PR #4493, opened 2026-03-03
Fix legacy CA-signed certs not reissued on SAN mismatch

caseydavenport:
Fixes projectcalico/calico#11363

After the calico-apiserver namespace migration from `calico-apiserver` to
`calico-system` in v3.31, long-lived clusters with older operator-signed certs
hit TLS errors because the cert SANs still referenced the old namespace.

The root cause is in `getKeyPair`: the issuer identity check at line 504 used
exact match (`==`) against `TigeraOperatorCAIssuerPrefix`, but legacy operator
CAs use the format `tigera-operator-signer@<timestamp>`. This caused valid
legacy certs to be misidentified as BYO (Issuer=nil, so `BYO()` returns true),
which skips the SAN revalidation in `GetOrCreateKeyPair`.

The other issuer checks in the same function (lines 460, 489) already use
`strings.HasPrefix` correctly. This just makes the last check consistent.

With the fix, old certs enter the `HasPrefix` block, hit the authority key ID
mismatch (old CA key != current CA key), and `getKeyPair` returns nil —
triggering `GetOrCreateKeyPair` to issue a new cert with correct SANs.

```release-note
Fix calico-apiserver TLS errors on upgrade to v3.31 for long-lived clusters.
The operator now correctly reissues certificates with updated SANs when the
apiserver namespace changes, instead of treating legacy operator-signed certs
as user-provided.
```

### DIFF
--- a/Makefile
+++ b/Makefile
@@ -518,9 +518,9 @@ format-check:
 dirty-check:
 	@if [ "$$(git diff --stat)" != "" ]; then \
 	echo "The following files are dirty"; git diff --stat; exit 1; fi
-	@# Check that no new CRDs needed to be committed
-	@if [ "$$(git status --porcelain pkg/imports/crds)" != "" ]; then \
-	echo "The following CRD files need to be added"; git status --porcelain pkg/imports/crds; exit 1; fi
+	@# Check that no new CRDs or admission policies needed to be committed
+	@if [ "$$(git status --porcelain pkg/imports)" != "" ]; then \
+	echo "The following imported files need to be added"; git status --porcelain pkg/imports; exit 1; fi
 
 foss-checks:
 	@echo Running $@...
@@ -680,9 +680,11 @@ $(BINDIR)/gen-versions: $(shell find ./hack/gen-versions -type f)
 define prep_local_crds
     $(eval product := $(1))
 	rm -rf pkg/imports/crds/$(product)
+	rm -rf pkg/imports/admission/$(product)
 	rm -rf .crds/$(product)
 	mkdir -p pkg/imports/crds/$(product)/v1.crd.projectcalico.org/
 	mkdir -p pkg/imports/crds/$(product)/v3.projectcalico.org/
+	mkdir -p pkg/imports/admission/$(product)
 	mkdir -p .crds/$(product)
 endef
 
@@ -711,6 +713,11 @@ define copy_eck_crds
 		$(eval product := $(2))
 	@cp $(dir)/charts/crd.projectcalico.org.v1/templates/eck/* pkg/imports/crds/$(product)/ && echo "Copied $(product) ECK CRDs"
 endef
+define copy_admission_policies
+    $(eval dir := $(1))
+		$(eval product := $(2))
+	@cp $(dir)/api/admission/* pkg/imports/admission/$(product)/ && echo "Copied $(product) admission policies"
+endef
 
 .PHONY: read-libcalico-version read-libcalico-enterprise-version
 .PHONY: update-calico-crds update-enterprise-crds
@@ -729,6 +736,7 @@ read-libcalico-calico-version:
 update-calico-crds: fetch-calico-crds
 	$(call copy_v1_crds, $(CALICO_CRDS_DIR),"calico")
 	$(call copy_v3_crds, $(CALICO_CRDS_DIR),"calico")
+	$(call copy_admission_policies, $(CALICO_CRDS_DIR),"calico")
 
 prepare-for-calico-crds:
 	$(call prep_local_crds,"calico")
@@ -749,6 +757,7 @@ update-enterprise-crds: fetch-enterprise-crds
 	$(call copy_v1_crds,$(ENTERPRISE_CRDS_DIR),"enterprise")
 	$(call copy_v3_crds, $(ENTERPRISE_CRDS_DIR),"enterprise")
 	$(call copy_eck_crds,$(ENTERPRISE_CRDS_DIR),"enterprise")
+	$(call copy_admission_policies,$(ENTERPRISE_CRDS_DIR),"enterprise")
 
 prepare-for-enterprise-crds:
 	$(call prep_local_crds,"enterprise")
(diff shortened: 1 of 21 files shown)


pkg/controller/certificatemanager/certificatemanager_test.go
```diff
@@ -315,6 +322,21 @@ var _ = Describe("Test CertificateManagement suite", func() {
 				Expect(kp.GetCertificatePEM()).NotTo(Equal(secret.Data[corev1.TLSCertKey]))
 			})
 
+			It("should reissue a valid legacy CA-signed cert when DNS names don't match", func() {
```
rene-dekker: This test will never hit line certificatemanager.go:504

rene-dekker: It looks like the more recent changes to renew secrets prior to expiration, make it such that some tests are not proper now. Test secrets such as legacySecret, legacyWithClientKeyUsage, byoSecret, legacyBYOSecret, validLegacyCASecret are created with 1 Hour of validity. We should modify these so that they are `365*24*time.Hour` or something like that.

rene-dekker: The reason that test "verifying it does replace a legacy secret when dns names are missing" passes is because the legacy secret is missing extended key usages. 
So I think your fix is correct, but maybe this test is not necessary, as long as we fix the duration in the above post and as long as we fix the existing test, such that `legacyWithClientKeyUsage` is used (For that it needs to have the legacy secret name though). (introduced in https://github.com/tigera/operator/pull/4396/changes)

Something like the following maybe?

```
diff --git a/pkg/controller/certificatemanager/certificatemanager_test.go b/pkg/controller/certificatemanager/certificatemanager_test.go
index 9e9f80531..c198af231 100644
--- a/pkg/controller/certificatemanager/certificatemanager_test.go
+++ b/pkg/controller/certificatemanager/certificatemanager_test.go
@@ -84,19 +84,19 @@ var _ = BeforeSuite(func() {
        certkeyusage.SetCertKeyUsage(legacySecretName, []x509.ExtKeyUsage{x509.ExtKeyUsageClientAuth, x509.ExtKeyUsageServerAuth})
        // Create a legacy secret (how certs were before v1.24) with non-standardized legacy key and cert name, and no CA.
        // Use a secret
-       legacySecret, err = secret.CreateTLSSecret(nil, legacySecretName, appNs, legacyKeyFieldName, legacyCertFieldName, time.Hour, legacyOpts, legacySecretName)
+       legacySecret, err = secret.CreateTLSSecret(nil, legacySecretName, appNs, legacyKeyFieldName, legacyCertFieldName, 365*24*time.Hour, legacyOpts, legacySecretName)
 
        // This is a special case, which may or may not exist in the wild. It's a legacy-style certificate signed by tigera-operator but also with client usage.
-       legacyWithClientKeyUsage, err = secret.CreateTLSSecret(nil, appSecretName, appNs, legacyKeyFieldName, legacyCertFieldName, time.Hour, modernOpts, appSecretName)
+       legacyWithClientKeyUsage, err = secret.CreateTLSSecret(nil, legacySecretName, appNs, legacyKeyFieldName, legacyCertFieldName, 365*24*time.Hour, modernOpts, appSecretName)
 
        // Create a byo secret with non-standardized legacy key and cert name (like our docs for felix/typha).
        cryptoCA, err := tls.MakeCA("byo-ca")
-       byoSecret, err = secret.CreateTLSSecret(cryptoCA, appSecretName, appNs, "key.key", "cert.crt", time.Hour, modernOpts, appSecretName)
+       byoSecret, err = secret.CreateTLSSecret(cryptoCA, appSecretName, appNs, "key.key", "cert.crt", 365*24*time.Hour, modernOpts, appSecretName)
-       legacyBYOSecret, err = secret.CreateTLSSecret(cryptoCA, legacySecretName, appNs, "key.key", "cert.crt", time.Hour, legacyOpts, legacySecretName)
+       legacyBYOSecret, err = secret.CreateTLSSecret(cryptoCA, legacySecretName, appNs, "key.key", "cert.crt", 365*24*time.Hour, legacyOpts, legacySecretName)
        expiredBYOSecret, err = secret.CreateTLSSecret(cryptoCA, appSecretName, appNs, "key.key", "cert.crt", -time.Hour, modernOpts, appSecretName)
@@ -110,7 +110,7 @@ var _ = BeforeSuite(func() {
        // Create a valid (non-expired) cert signed by the legacy CA with modern key usage. This simulates a
        // long-lived cluster where the cert is still valid but has stale DNS SANs (e.g., after the
        // calico-apiserver namespace migration from calico-apiserver to calico-system).
-       validLegacyCASecret, err = secret.CreateTLSSecret(legacyCryptoCA, appSecretName, appNs, corev1.TLSPrivateKeyKey, corev1.TLSCertKey, time.Hour, modernOpts, "old-dns-name")
+       validLegacyCASecret, err = secret.CreateTLSSecret(legacyCryptoCA, appSecretName, appNs, corev1.TLSPrivateKeyKey, corev1.TLSCertKey, 365*24*time.Hour, modernOpts, "old-dns-name")
 })
 
@@ -536,7 +536,7 @@ var _ = Describe("Test CertificateManagement suite", func() {
                        test.VerifyCertSANs(keyPair.GetCertificatePEM(), missingDNSNames...)
 
                        By("verifying it does replace a legacy secret when dns names are missing")
-                       Expect(cli.Create(ctx, legacySecret)).NotTo(HaveOccurred())
+                       Expect(cli.Create(ctx, legacyWithClientKeyUsage)).NotTo(HaveOccurred())
                        keyPair, err = certificateManager.GetOrCreateKeyPair(cli, legacySecretName, appNs, appDNSNames)
                        test.VerifyCertSANs(keyPair.GetCertificatePEM(), appDNSNames...)

```

caseydavenport: wow, good catch. I've updated the test code and confirmed that the tests now fail without the fix, and pass with it.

• • • • • • •

YOUR OBJECTIVE:
Among the entries, how many lines hold the word "HasPrefix"? Please answer with only that number.

COMPLETED EXERCISE:
2